🤖 AI Summary
This work proposes an automated classification approach that integrates traditional natural language processing techniques—such as syntactic parsing, part-of-speech tagging, and text embeddings—with large language models to efficiently align computer science course materials with the ACM/IEEE curriculum guidelines. Manual evaluation of such alignment is time-consuming and cognitively demanding; in contrast, the proposed method enables precise semantic-level categorization of instructional documents, significantly enhancing the efficiency of curriculum audits. By automating the mapping between course content and internationally recognized CS education standards, this approach offers a scalable technical solution to support quality assurance in computing education.
📝 Abstract
Professional societies often publish curriculum guidelines to help programs align their content to international standards.
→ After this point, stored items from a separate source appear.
PR #485, opened 2024-07-05
check for new tour versions

ssundahlTTD:
- Go to the UI and see that the tour is being shown
- If you've previously finished the tour and do not see it, enter the following in the console: delete localStorage['tour-data']
- Finish the tour
- Reload the page and verify that the tour does not show

### DIFF
--- a/src/web/components/SiteTour/tourStorage.spec.ts
+++ b/src/web/components/SiteTour/tourStorage.spec.ts
@@ -1,0 +1,64 @@
+import { compareVersions, GetTourSteps, tourStorageKey, VersionedTourStep } from './tourStorage';
+
+const mockTourData: VersionedTourStep[] = [
+  {
+    target: `.test-class`,
+    content: `Test tour.`,
+    disableBeacon: true,
+    version: '0.36.0',
+  },
+];
+
+describe('Tour tests', () => {
+  test('When the last tour seen is lower than a tour, it is included.', () => {
+    localStorage.setItem(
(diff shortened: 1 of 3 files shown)


src/web/components/SiteTour/tourStorage.spec.ts
```diff
@@ -0,0 +1,64 @@
...
+  test('Compare Versions sorts in correct order', () => {
+    const data = ['1', '2', '7', '13', '0', '7', '102', '53', '5'];
+    const majors = [...data];
+    const majorAndMinor = majors.flatMap((maj) => data.map((min) => `${maj}.${min}`));
+    const versions = majorAndMinor.flatMap((mm) => data.map((patch) => `${mm}.${patch}`));
+    expect(versions).toContainEqual('7.2.13');
+    versions.sort(() => Math.random());
+    versions.sort(compareVersions);
+    expect(versions[0]).toBe('0.0.0');
+    expect(versions.slice(-1)[0]).toBe('102.102.102');
```
alex-yau-ttd, line 62: nit: could we just use `pop()` here?

lionell-pack-ttd: I suppose, but I just want the last element - I could also use _versions[versions.length-1]_. I don't think it really matters.

alex-yau-ttd: yeah fair enough!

In Computer Science, the primary standard is published by ACM and IEEE and provide detailed guidelines for what should be and could be included in a Computer Science program. While very helpful, it remains difficult for program administrators to assess how much of the guidelines is being covered by a CS program. This is in particular due to the extensiveness of the guidelines, containing thousands of individual items. As such, it is time consuming and cognitively demanding to audit every course to confidently mark everything that is actually being covered. Our preliminary work indicated that it takes about a day of work per course. In this work, we propose using Natural Language Processing techniques to accelerate the process. We explore two kinds of techniques, the first relying on traditional tools for parsing, tagging, and embeddings, while the second leverages the power of Large Language Models. We evaluate the application of these techniques to classify a corpus of pedagogical materials and show that we can meaningfully classify documents automatically.